Show the lines below where "sure" occurs.

Source data:
= = =
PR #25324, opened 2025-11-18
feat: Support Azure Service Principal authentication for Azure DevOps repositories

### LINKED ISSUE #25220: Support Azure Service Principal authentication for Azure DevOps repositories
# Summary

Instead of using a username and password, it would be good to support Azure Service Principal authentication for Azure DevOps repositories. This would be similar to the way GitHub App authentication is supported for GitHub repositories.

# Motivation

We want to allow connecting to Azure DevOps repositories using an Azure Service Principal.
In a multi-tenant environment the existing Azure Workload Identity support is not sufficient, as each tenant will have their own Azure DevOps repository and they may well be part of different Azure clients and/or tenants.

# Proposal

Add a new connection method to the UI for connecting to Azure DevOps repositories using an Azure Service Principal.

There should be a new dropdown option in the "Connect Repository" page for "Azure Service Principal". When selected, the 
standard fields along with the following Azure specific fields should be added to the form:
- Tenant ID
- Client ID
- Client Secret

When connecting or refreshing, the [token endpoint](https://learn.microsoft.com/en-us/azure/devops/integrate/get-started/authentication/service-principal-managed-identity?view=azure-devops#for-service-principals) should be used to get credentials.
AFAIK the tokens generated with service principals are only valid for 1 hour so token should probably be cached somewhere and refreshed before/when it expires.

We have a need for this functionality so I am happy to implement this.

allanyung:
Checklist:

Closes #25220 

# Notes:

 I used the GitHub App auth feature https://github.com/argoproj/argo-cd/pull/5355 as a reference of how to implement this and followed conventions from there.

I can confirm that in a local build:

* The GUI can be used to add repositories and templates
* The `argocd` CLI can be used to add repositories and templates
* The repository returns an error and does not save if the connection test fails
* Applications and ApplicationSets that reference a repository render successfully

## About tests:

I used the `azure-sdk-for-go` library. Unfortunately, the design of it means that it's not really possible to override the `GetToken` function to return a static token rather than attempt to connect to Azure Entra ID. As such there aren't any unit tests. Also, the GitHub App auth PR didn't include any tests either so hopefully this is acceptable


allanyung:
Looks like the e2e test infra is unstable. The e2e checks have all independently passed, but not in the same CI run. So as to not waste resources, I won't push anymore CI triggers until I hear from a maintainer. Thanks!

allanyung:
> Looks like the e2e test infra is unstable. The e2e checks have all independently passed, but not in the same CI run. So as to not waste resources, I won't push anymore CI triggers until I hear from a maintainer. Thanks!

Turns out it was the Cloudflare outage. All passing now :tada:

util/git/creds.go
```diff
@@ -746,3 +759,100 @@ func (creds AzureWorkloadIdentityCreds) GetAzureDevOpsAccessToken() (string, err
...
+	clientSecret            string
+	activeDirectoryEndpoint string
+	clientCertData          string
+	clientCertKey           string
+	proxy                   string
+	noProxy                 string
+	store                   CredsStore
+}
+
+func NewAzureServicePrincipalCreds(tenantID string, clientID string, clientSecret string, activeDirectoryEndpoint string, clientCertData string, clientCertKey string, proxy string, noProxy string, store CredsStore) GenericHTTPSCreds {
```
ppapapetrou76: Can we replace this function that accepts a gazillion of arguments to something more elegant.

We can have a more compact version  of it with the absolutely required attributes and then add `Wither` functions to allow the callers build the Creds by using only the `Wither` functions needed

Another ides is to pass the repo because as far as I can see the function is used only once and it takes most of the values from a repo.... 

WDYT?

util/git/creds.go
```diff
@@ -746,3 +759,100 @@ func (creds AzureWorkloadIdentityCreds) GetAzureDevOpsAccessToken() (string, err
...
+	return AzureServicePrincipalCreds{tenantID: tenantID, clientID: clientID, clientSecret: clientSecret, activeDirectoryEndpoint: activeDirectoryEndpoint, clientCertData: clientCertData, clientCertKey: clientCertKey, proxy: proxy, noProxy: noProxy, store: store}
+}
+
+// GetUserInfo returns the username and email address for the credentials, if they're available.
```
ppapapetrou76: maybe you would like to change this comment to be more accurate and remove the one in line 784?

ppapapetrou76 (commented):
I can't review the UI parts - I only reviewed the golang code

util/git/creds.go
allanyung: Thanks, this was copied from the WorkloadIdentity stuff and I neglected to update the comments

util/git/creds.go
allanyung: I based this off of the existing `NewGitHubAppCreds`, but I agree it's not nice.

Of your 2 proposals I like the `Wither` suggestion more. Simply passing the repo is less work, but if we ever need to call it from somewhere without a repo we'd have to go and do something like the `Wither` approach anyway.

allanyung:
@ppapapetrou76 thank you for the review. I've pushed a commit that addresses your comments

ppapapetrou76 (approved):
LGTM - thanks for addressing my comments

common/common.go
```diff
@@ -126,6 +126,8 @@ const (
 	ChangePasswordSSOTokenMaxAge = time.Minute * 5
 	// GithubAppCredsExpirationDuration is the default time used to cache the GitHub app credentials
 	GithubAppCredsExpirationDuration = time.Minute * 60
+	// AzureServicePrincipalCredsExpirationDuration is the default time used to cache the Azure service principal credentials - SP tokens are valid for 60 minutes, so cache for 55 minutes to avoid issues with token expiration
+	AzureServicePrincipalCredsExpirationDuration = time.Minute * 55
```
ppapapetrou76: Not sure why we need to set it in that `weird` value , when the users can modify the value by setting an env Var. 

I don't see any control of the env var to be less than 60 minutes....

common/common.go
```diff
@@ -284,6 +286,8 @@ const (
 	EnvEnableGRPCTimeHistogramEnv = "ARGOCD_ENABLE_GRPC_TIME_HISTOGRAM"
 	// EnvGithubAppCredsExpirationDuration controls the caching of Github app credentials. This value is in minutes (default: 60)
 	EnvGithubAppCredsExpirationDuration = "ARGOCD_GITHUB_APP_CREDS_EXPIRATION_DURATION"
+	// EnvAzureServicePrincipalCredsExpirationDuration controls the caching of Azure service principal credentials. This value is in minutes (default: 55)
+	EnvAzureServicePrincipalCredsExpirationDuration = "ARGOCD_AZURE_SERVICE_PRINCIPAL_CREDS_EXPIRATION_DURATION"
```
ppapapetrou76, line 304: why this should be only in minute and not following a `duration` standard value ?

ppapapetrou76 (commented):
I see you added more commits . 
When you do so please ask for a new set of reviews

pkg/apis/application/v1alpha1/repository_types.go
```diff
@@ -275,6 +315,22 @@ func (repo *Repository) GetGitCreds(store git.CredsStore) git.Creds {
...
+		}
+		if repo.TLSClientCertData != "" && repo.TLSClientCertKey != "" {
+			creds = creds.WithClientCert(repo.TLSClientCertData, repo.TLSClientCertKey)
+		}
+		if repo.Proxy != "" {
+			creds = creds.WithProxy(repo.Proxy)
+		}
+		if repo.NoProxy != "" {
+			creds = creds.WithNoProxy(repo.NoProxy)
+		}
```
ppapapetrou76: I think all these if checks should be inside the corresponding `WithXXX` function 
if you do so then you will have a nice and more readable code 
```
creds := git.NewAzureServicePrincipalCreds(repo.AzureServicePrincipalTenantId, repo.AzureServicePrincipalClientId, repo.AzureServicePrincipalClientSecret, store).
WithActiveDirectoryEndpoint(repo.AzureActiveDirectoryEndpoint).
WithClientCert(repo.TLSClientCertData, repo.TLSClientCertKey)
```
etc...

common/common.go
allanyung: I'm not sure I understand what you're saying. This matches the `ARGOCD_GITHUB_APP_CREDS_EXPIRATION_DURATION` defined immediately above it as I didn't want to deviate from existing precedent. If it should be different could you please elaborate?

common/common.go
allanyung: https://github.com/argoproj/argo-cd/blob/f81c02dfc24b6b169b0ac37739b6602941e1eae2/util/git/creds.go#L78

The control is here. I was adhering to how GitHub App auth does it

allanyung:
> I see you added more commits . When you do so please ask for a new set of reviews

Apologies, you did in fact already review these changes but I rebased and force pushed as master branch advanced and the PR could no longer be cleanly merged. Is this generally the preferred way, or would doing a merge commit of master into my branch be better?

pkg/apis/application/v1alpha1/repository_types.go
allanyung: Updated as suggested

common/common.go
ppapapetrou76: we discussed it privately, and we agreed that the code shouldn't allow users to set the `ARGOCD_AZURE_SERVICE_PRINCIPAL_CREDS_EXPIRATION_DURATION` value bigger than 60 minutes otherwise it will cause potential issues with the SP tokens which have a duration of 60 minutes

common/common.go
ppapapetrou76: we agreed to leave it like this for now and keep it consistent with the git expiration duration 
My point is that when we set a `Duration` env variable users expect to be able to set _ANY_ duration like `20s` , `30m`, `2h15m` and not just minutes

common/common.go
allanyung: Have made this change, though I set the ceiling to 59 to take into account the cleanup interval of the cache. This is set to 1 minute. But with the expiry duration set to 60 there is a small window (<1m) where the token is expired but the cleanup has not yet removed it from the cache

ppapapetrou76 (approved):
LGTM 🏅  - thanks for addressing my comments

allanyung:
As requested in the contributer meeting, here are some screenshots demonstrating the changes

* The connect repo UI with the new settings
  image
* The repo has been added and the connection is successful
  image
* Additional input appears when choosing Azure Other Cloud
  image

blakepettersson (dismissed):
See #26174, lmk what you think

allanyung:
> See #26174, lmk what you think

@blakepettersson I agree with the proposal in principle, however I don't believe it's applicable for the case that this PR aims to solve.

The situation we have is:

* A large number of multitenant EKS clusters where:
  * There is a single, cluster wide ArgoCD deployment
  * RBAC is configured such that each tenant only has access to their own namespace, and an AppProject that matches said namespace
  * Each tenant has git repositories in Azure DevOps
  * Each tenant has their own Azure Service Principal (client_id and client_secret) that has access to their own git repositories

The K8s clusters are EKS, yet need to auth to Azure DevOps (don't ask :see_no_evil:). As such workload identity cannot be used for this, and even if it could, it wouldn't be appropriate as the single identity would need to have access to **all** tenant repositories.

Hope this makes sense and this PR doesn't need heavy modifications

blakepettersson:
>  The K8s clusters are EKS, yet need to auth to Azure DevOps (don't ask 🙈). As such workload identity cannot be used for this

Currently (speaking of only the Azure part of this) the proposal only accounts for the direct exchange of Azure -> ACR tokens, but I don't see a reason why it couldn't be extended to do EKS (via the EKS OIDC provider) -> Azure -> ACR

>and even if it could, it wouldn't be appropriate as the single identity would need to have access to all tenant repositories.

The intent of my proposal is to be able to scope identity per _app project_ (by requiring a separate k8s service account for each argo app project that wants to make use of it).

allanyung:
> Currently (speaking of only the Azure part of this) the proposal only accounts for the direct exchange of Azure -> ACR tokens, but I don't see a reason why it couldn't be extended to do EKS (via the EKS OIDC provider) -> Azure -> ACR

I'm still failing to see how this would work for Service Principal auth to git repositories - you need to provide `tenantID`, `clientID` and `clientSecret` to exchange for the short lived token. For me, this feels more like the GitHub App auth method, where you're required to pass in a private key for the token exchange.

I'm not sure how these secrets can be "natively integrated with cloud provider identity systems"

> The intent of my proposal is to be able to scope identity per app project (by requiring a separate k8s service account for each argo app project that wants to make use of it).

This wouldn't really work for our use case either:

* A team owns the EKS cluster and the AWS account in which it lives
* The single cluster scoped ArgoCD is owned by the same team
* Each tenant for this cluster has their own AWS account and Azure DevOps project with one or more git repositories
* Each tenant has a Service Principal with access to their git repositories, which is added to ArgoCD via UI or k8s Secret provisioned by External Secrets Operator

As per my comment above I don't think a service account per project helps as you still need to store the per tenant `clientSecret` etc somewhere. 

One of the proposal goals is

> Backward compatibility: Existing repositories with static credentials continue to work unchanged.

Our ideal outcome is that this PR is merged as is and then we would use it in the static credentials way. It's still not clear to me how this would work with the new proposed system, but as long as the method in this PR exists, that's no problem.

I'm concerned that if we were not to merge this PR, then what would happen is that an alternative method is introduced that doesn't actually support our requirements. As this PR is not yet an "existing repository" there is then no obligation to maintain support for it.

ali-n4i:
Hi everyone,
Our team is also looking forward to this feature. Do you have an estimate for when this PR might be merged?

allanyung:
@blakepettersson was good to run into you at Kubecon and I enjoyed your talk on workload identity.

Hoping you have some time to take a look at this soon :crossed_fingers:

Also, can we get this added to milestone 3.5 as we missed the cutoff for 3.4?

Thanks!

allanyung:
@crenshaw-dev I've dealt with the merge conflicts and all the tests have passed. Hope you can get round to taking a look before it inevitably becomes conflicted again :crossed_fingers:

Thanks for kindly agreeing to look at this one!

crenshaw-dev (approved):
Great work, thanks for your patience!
= = =
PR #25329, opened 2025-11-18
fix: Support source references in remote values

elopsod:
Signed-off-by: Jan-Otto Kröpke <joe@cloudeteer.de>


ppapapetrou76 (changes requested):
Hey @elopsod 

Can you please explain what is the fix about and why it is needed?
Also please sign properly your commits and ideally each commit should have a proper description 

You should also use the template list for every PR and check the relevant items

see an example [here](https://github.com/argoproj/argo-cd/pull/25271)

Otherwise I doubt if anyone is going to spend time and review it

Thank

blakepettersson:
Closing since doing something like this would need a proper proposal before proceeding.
= = =
**Finished task**.
ppapapetrou76: Not sure why we need to set it in that `weird` value , when the users can modify the value by setting an env Var. 
allanyung: I'm not sure I understand what you're saying. This matches the `ARGOCD_GITHUB_APP_CREDS_EXPIRATION_DURATION` defined immediately above it as I didn't want to deviate from existing precedent. If it should be different could you please elaborate?
I'm not sure how these secrets can be "natively integrated with cloud provider identity systems"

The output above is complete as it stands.